BEGIN Data

PR #74, opened 2018-11-30
Use the new cached ADC registers introduced in release 3.7.1 of the ctp7 FW

AndrewLevin:
@evka85 released a new version of the ctp7 FW which uses caching for the registers `ADC0` and `ADC1` (https://github.com/evka85/GEM_AMC/releases/tag/v3.7.1). The corresponding changes to the ctp7 software are in the pull request.

## Description
The `dacScanLocal` function in `calibration_routines.cpp` has been changed to use the cache registers `ADC0_CACHED` and `ADC1_CACHED` if they exist, while also maintaining backward compatibility. The cache registers need to be updated before every read by reading or writing to the registers `ADC0_UPDATE` and `ADC1_UPDATE`, and then a 20 microsecond delay is needed to allow the cache registers to be updated.

### Types of changes

## Motivation and Context
This change was required for the ctp7 software to be consistent with the ctp7 firmware release v3.7.1, and to resolve an issue we found with reads of ADC0 and ADC1 timing out: http://cmsonline.cern.ch/cms-elog/1074808

## How Has This Been Tested?
The change has been tested by running 11 DAC scans on eagle64. Details, including the summary plot for one of the DAC scans, are in this elog:

http://cmsonline.cern.ch/cms-elog/1076528

## Checklist:


src/calibration_routines.cpp
```diff
@@ -1201,6 +1222,12 @@ std::vector<uint32_t> dacScanLocal(localArgs *la, uint32_t ohN, uint32_t dacSele
                 writeReg(la, strDacReg, dacVal);
                 for(int i=0; i<100; ++i){ //Read 100 times and take avg value
                     //Read the ADC
+                    if (foundAdcCached){
+                        //either reading or writing this register will trigger a cache update
+                        readRawAddress(adcCacheUpdateAddr[vfatN], la->response);
+                        //updating the cache takes 20 us
+                        std::this_thread::sleep_for(std::chrono::microseconds(20));
```
bdorney, line 1231: I would increase this to 25us (increases time to scan a single DAC by 0.12s) instead of using the 20us statement from Evaldas.  Without knowing if there is a spread in this update time you might just be sampling the same value and not a new value and then this doesn't accurately reflect the system.

bdorney (changes requested):
Increase slightly the cached register update time wait.

src/calibration_routines.cpp
```diff
@@ -1201,6 +1222,12 @@ std::vector<uint32_t> dacScanLocal(localArgs *la, uint32_t ohN, uint32_t dacSele
                 writeReg(la, strDacReg, dacVal);
                 for(int i=0; i<100; ++i){ //Read 100 times and take avg value
                     //Read the ADC
+                    if (foundAdcCached){
+                        //either reading or writing this register will trigger a cache update
+                        readRawAddress(adcCacheUpdateAddr[vfatN], la->response);
+                        //updating the cache takes 20 us
+                        std::this_thread::sleep_for(std::chrono::microseconds(25));
+                    }
                     Temp = readRawAddress(adcAddr[vfatN], la->response);
```
jsturdy: This isn't related to this PR per se, but this is a rather poorly named variable.
On top of that, it's not even clear that it's necessary as it is declared outside the loop, assigned to the read value, and then immediately added to the value that matters.

jsturdy: Related, in [L1223](https://github.com/cms-gem-daq-project/ctp7_modules/blob/1fdc445546755ecdf388cf2f4b582227f707e9c3/src/calibration_routines.cpp#L1223) and [L1234](https://github.com/cms-gem-daq-project/ctp7_modules/blob/1fdc445546755ecdf388cf2f4b582227f707e9c3/src/calibration_routines.cpp#L1234), things would be better served by a `nReads` variable declared elsewhere

Additionally, it doesn't look like `adcVal` is ever reset after finishing the loop on a given `DAC` for a given `VFAT` at a given `DAC` set point; I can't imagine that this is the desired behaviour.
```pseudocode
init adcVal to 0
for minVal to maxVal
  for vfat
    for read
      adcVal += readVal
    adcVal /= 100 # this is now the initial value for the next VFAT
    storeRetVal(index,adcVal)
```

jsturdy (dismissed):
I think this PR is probably fine, but reading a few surrounding bits and found a few bugs in the module, you could fix them in this PR, but it isn't strictly mandatory

src/calibration_routines.cpp
evka85: The 20us I quoted already has about 50% margin built in, so that should be safe. But of course I'm not opposed to increasing to 25us -- this won't increase the total run time by any noticeable amount, unless this is read at least a million times.

bdorney: Ah okay; thanks for pointing this out! If the 25us is already implemented then I would leave it as is; unless additional changes are pending.

I expect this to be a “short term” solution anyway; with final solution coming from an upgrade of the Linux core by UWISC

bdorney (dismissed):

jsturdy (changes requested):
https://github.com/cms-gem-daq-project/ctp7_modules/blob/6c8d018d5a87f96fc6ec63b51672a22491be656a/src/calibration_routines.cpp#L1224 
should move to:
https://github.com/cms-gem-daq-project/ctp7_modules/blob/6c8d018d5a87f96fc6ec63b51672a22491be656a/src/calibration_routines.cpp#L1206 (it doesn't need to be inside two loops, and could conceivably be passed in as a function parameter)

Then, https://github.com/cms-gem-daq-project/ctp7_modules/blob/6c8d018d5a87f96fc6ec63b51672a22491be656a/src/calibration_routines.cpp#L1235 should reference this value, instead of the old hardcoded value

jsturdy (approved):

END Data

● What you need to do:
Transcribe the records in full, so that each line reads exactly as before.

● Response area:
PR #74, opened 2018-11-30
Use the new cached ADC registers introduced in release 3.7.1 of the ctp7 FW

AndrewLevin:
@evka85 released a new version of the ctp7 FW which uses caching for the registers `ADC0` and `ADC1` (https://github.com/evka85/GEM_AMC/releases/tag/v3.7.1). The corresponding changes to the ctp7 software are in the pull request.

## Description
The `dacScanLocal` function in `calibration_routines.cpp` has been changed to use the cache registers `ADC0_CACHED` and `ADC1_CACHED` if they exist, while also maintaining backward compatibility. The cache registers need to be updated before every read by reading or writing to the registers `ADC0_UPDATE` and `ADC1_UPDATE`, and then a 20 microsecond delay is needed to allow the cache registers to be updated.

### Types of changes

## Motivation and Context
This change was required for the ctp7 software to be consistent with the ctp7 firmware release v3.7.1, and to resolve an issue we found with reads of ADC0 and ADC1 timing out: http://cmsonline.cern.ch/cms-elog/1074808

## How Has This Been Tested?
The change has been tested by running 11 DAC scans on eagle64. Details, including the summary plot for one of the DAC scans, are in this elog:

http://cmsonline.cern.ch/cms-elog/1076528

## Checklist:


src/calibration_routines.cpp
```diff
@@ -1201,6 +1222,12 @@ std::vector<uint32_t> dacScanLocal(localArgs *la, uint32_t ohN, uint32_t dacSele
                 writeReg(la, strDacReg, dacVal);
                 for(int i=0; i<100; ++i){ //Read 100 times and take avg value
                     //Read the ADC
+                    if (foundAdcCached){
+                        //either reading or writing this register will trigger a cache update
+                        readRawAddress(adcCacheUpdateAddr[vfatN], la->response);
+                        //updating the cache takes 20 us
+                        std::this_thread::sleep_for(std::chrono::microseconds(20));
```
bdorney, line 1231: I would increase this to 25us (increases time to scan a single DAC by 0.12s) instead of using the 20us statement from Evaldas.  Without knowing if there is a spread in this update time you might just be sampling the same value and not a new value and then this doesn't accurately reflect the system.

bdorney (changes requested):
Increase slightly the cached register update time wait.

src/calibration_routines.cpp
```diff
@@ -1201,6 +1222,12 @@ std::vector<uint32_t> dacScanLocal(localArgs *la, uint32_t ohN, uint32_t dacSele
                 writeReg(la, strDacReg, dacVal);
                 for(int i=0; i<100; ++i){ //Read 100 times and take avg value
                     //Read the ADC
+                    if (foundAdcCached){
+                        //either reading or writing this register will trigger a cache update
+                        readRawAddress(adcCacheUpdateAddr[vfatN], la->response);
+                        //updating the cache takes 20 us
+                        std::this_thread::sleep_for(std::chrono::microseconds(25));
+                    }
                     Temp = readRawAddress(adcAddr[vfatN], la->response);
```
jsturdy: This isn't related to this PR per se, but this is a rather poorly named variable.
On top of that, it's not even clear that it's necessary as it is declared outside the loop, assigned to the read value, and then immediately added to the value that matters.

jsturdy: Related, in [L1223](https://github.com/cms-gem-daq-project/ctp7_modules/blob/1fdc445546755ecdf388cf2f4b582227f707e9c3/src/calibration_routines.cpp#L1223) and [L1234](https://github.com/cms-gem-daq-project/ctp7_modules/blob/1fdc445546755ecdf388cf2f4b582227f707e9c3/src/calibration_routines.cpp#L1234), things would be better served by a `nReads` variable declared elsewhere

Additionally, it doesn't look like `adcVal` is ever reset after finishing the loop on a given `DAC` for a given `VFAT` at a given `DAC` set point; I can't imagine that this is the desired behaviour.
```pseudocode
init adcVal to 0
for minVal to maxVal
  for vfat
    for read
      adcVal += readVal
    adcVal /= 100 # this is now the initial value for the next VFAT
    storeRetVal(index,adcVal)
```

jsturdy (dismissed):
I think this PR is probably fine, but reading a few surrounding bits and found a few bugs in the module, you could fix them in this PR, but it isn't strictly mandatory

src/calibration_routines.cpp
evka85: The 20us I quoted already has about 50% margin built in, so that should be safe. But of course I'm not opposed to increasing to 25us -- this won't increase the total run time by any noticeable amount, unless this is read at least a million times.

bdorney: Ah okay; thanks for pointing this out! If the 25us is already implemented then I would leave it as is; unless additional changes are pending.

I expect this to be a “short term” solution anyway; with final solution coming from an upgrade of the Linux core by UWISC

bdorney (dismissed):

jsturdy (changes requested):
https://github.com/cms-gem-daq-project/ctp7_modules/blob/6c8d018d5a87f96fc6ec63b51672a22491be656a/src/calibration_routines.cpp#L1224 
should move to:
https://github.com/cms-gem-daq-project/ctp7_modules/blob/6c8d018d5a87f96fc6ec63b51672a22491be656a/src/calibration_routines.cpp#L1206 (it doesn't need to be inside two loops, and could conceivably be passed in as a function parameter)

Then, https://github.com/cms-gem-daq-project/ctp7_modules/blob/6c8d018d5a87f96fc6ec63b51672a22491be656a/src/calibration_routines.cpp#L1235 should reference this value, instead of the old hardcoded value

jsturdy (approved):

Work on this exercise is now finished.